§ TASK TO COMPLETE: An acceptable answer contains each line of the material, unchanged.

§ PROVIDED RECORDS:
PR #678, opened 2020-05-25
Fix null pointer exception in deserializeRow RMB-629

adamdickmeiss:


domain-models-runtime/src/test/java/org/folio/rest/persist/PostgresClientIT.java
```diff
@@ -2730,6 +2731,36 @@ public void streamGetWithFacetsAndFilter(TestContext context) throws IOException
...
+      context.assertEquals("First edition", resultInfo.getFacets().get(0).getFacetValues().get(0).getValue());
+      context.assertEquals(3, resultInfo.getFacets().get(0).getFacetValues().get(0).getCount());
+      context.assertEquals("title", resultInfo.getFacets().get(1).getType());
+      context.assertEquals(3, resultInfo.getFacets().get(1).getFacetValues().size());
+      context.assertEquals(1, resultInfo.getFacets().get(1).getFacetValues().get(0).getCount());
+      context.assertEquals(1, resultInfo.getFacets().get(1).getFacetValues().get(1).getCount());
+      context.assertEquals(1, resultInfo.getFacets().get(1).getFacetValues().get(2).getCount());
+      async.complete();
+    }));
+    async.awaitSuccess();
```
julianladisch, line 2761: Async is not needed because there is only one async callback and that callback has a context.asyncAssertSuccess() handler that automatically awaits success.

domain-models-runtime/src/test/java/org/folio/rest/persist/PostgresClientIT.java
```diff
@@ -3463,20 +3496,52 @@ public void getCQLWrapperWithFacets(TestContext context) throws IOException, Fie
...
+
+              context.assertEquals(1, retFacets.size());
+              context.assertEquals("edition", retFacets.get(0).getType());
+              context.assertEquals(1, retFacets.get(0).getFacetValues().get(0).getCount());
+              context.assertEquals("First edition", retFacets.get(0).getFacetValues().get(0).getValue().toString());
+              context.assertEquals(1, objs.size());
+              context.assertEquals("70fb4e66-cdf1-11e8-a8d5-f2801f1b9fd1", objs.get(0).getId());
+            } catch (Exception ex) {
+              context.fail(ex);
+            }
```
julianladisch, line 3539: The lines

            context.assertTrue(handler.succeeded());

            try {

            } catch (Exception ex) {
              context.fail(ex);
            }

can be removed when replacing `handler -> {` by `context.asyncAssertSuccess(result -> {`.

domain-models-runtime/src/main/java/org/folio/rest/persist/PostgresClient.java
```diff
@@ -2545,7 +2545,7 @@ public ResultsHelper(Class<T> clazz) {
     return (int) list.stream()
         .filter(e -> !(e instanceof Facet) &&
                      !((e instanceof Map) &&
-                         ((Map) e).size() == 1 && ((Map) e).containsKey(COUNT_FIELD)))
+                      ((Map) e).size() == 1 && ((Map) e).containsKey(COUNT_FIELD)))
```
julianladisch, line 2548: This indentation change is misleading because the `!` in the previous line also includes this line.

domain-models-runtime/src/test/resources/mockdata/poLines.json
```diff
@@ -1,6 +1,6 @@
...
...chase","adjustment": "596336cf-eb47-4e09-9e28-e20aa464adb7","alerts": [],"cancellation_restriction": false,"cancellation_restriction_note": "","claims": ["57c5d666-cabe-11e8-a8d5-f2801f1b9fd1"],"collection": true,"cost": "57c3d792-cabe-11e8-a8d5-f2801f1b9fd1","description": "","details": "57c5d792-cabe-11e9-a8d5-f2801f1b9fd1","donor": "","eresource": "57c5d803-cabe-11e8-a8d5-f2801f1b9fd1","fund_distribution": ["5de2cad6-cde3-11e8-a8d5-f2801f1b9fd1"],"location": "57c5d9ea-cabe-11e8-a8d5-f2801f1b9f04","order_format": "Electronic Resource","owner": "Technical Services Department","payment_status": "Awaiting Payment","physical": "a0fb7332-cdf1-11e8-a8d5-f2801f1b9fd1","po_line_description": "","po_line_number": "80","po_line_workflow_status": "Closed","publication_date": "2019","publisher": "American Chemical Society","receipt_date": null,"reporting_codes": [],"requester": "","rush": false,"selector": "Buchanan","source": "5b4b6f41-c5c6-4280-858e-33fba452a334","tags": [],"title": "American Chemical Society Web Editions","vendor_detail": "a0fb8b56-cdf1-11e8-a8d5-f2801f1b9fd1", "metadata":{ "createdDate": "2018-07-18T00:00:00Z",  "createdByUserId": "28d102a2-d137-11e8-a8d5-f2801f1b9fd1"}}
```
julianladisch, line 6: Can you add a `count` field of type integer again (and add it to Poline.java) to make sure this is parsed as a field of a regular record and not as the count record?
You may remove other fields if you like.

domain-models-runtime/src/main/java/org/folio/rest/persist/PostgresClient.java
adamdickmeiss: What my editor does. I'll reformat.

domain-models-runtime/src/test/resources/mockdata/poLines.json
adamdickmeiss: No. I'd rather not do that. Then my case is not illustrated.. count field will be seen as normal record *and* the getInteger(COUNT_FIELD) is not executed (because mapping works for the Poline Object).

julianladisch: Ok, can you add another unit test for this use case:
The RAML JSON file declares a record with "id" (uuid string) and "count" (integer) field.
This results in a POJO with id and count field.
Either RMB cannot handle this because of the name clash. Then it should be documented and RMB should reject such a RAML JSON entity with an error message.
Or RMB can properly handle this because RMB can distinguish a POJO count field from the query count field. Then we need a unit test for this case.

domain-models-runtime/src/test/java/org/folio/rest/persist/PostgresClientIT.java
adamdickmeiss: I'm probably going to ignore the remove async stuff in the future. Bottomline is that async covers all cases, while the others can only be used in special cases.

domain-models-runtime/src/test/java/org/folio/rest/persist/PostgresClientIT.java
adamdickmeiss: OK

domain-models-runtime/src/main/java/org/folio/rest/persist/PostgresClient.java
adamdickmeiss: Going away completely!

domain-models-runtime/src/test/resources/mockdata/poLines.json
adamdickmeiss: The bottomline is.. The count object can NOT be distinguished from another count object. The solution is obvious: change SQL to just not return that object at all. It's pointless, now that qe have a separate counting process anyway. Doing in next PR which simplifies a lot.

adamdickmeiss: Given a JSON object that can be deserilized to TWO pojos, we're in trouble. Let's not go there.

§ TASK RESPONSE:
PR #678, opened 2020-05-25
Fix null pointer exception in deserializeRow RMB-629

adamdickmeiss:


domain-models-runtime/src/test/java/org/folio/rest/persist/PostgresClientIT.java
```diff
@@ -2730,6 +2731,36 @@ public void streamGetWithFacetsAndFilter(TestContext context) throws IOException
...
+      context.assertEquals("First edition", resultInfo.getFacets().get(0).getFacetValues().get(0).getValue());
+      context.assertEquals(3, resultInfo.getFacets().get(0).getFacetValues().get(0).getCount());
+      context.assertEquals("title", resultInfo.getFacets().get(1).getType());
+      context.assertEquals(3, resultInfo.getFacets().get(1).getFacetValues().size());
+      context.assertEquals(1, resultInfo.getFacets().get(1).getFacetValues().get(0).getCount());
+      context.assertEquals(1, resultInfo.getFacets().get(1).getFacetValues().get(1).getCount());
+      context.assertEquals(1, resultInfo.getFacets().get(1).getFacetValues().get(2).getCount());
+      async.complete();
+    }));
+    async.awaitSuccess();
```
julianladisch, line 2761: Async is not needed because there is only one async callback and that callback has a context.asyncAssertSuccess() handler that automatically awaits success.

domain-models-runtime/src/test/java/org/folio/rest/persist/PostgresClientIT.java
```diff
@@ -3463,20 +3496,52 @@ public void getCQLWrapperWithFacets(TestContext context) throws IOException, Fie
...
+
+              context.assertEquals(1, retFacets.size());
+              context.assertEquals("edition", retFacets.get(0).getType());
+              context.assertEquals(1, retFacets.get(0).getFacetValues().get(0).getCount());
+              context.assertEquals("First edition", retFacets.get(0).getFacetValues().get(0).getValue().toString());
+              context.assertEquals(1, objs.size());
+              context.assertEquals("70fb4e66-cdf1-11e8-a8d5-f2801f1b9fd1", objs.get(0).getId());
+            } catch (Exception ex) {
+              context.fail(ex);
+            }
```
julianladisch, line 3539: The lines

            context.assertTrue(handler.succeeded());

            try {

            } catch (Exception ex) {
              context.fail(ex);
            }

can be removed when replacing `handler -> {` by `context.asyncAssertSuccess(result -> {`.

domain-models-runtime/src/main/java/org/folio/rest/persist/PostgresClient.java
```diff
@@ -2545,7 +2545,7 @@ public ResultsHelper(Class<T> clazz) {
     return (int) list.stream()
         .filter(e -> !(e instanceof Facet) &&
                      !((e instanceof Map) &&
-                         ((Map) e).size() == 1 && ((Map) e).containsKey(COUNT_FIELD)))
+                      ((Map) e).size() == 1 && ((Map) e).containsKey(COUNT_FIELD)))
```
julianladisch, line 2548: This indentation change is misleading because the `!` in the previous line also includes this line.

domain-models-runtime/src/test/resources/mockdata/poLines.json
```diff
@@ -1,6 +1,6 @@
...
...chase","adjustment": "596336cf-eb47-4e09-9e28-e20aa464adb7","alerts": [],"cancellation_restriction": false,"cancellation_restriction_note": "","claims": ["57c5d666-cabe-11e8-a8d5-f2801f1b9fd1"],"collection": true,"cost": "57c3d792-cabe-11e8-a8d5-f2801f1b9fd1","description": "","details": "57c5d792-cabe-11e9-a8d5-f2801f1b9fd1","donor": "","eresource": "57c5d803-cabe-11e8-a8d5-f2801f1b9fd1","fund_distribution": ["5de2cad6-cde3-11e8-a8d5-f2801f1b9fd1"],"location": "57c5d9ea-cabe-11e8-a8d5-f2801f1b9f04","order_format": "Electronic Resource","owner": "Technical Services Department","payment_status": "Awaiting Payment","physical": "a0fb7332-cdf1-11e8-a8d5-f2801f1b9fd1","po_line_description": "","po_line_number": "80","po_line_workflow_status": "Closed","publication_date": "2019","publisher": "American Chemical Society","receipt_date": null,"reporting_codes": [],"requester": "","rush": false,"selector": "Buchanan","source": "5b4b6f41-c5c6-4280-858e-33fba452a334","tags": [],"title": "American Chemical Society Web Editions","vendor_detail": "a0fb8b56-cdf1-11e8-a8d5-f2801f1b9fd1", "metadata":{ "createdDate": "2018-07-18T00:00:00Z",  "createdByUserId": "28d102a2-d137-11e8-a8d5-f2801f1b9fd1"}}
```
julianladisch, line 6: Can you add a `count` field of type integer again (and add it to Poline.java) to make sure this is parsed as a field of a regular record and not as the count record?
You may remove other fields if you like.

domain-models-runtime/src/main/java/org/folio/rest/persist/PostgresClient.java
adamdickmeiss: What my editor does. I'll reformat.

domain-models-runtime/src/test/resources/mockdata/poLines.json
adamdickmeiss: No. I'd rather not do that. Then my case is not illustrated.. count field will be seen as normal record *and* the getInteger(COUNT_FIELD) is not executed (because mapping works for the Poline Object).

julianladisch: Ok, can you add another unit test for this use case:
The RAML JSON file declares a record with "id" (uuid string) and "count" (integer) field.
This results in a POJO with id and count field.
Either RMB cannot handle this because of the name clash. Then it should be documented and RMB should reject such a RAML JSON entity with an error message.
Or RMB can properly handle this because RMB can distinguish a POJO count field from the query count field. Then we need a unit test for this case.

domain-models-runtime/src/test/java/org/folio/rest/persist/PostgresClientIT.java
adamdickmeiss: I'm probably going to ignore the remove async stuff in the future. Bottomline is that async covers all cases, while the others can only be used in special cases.

domain-models-runtime/src/test/java/org/folio/rest/persist/PostgresClientIT.java
adamdickmeiss: OK

domain-models-runtime/src/main/java/org/folio/rest/persist/PostgresClient.java
adamdickmeiss: Going away completely!

domain-models-runtime/src/test/resources/mockdata/poLines.json
adamdickmeiss: The bottomline is.. The count object can NOT be distinguished from another count object. The solution is obvious: change SQL to just not return that object at all. It's pointless, now that qe have a separate counting process anyway. Doing in next PR which simplifies a lot.

adamdickmeiss: Given a JSON object that can be deserilized to TWO pojos, we're in trouble. Let's not go there.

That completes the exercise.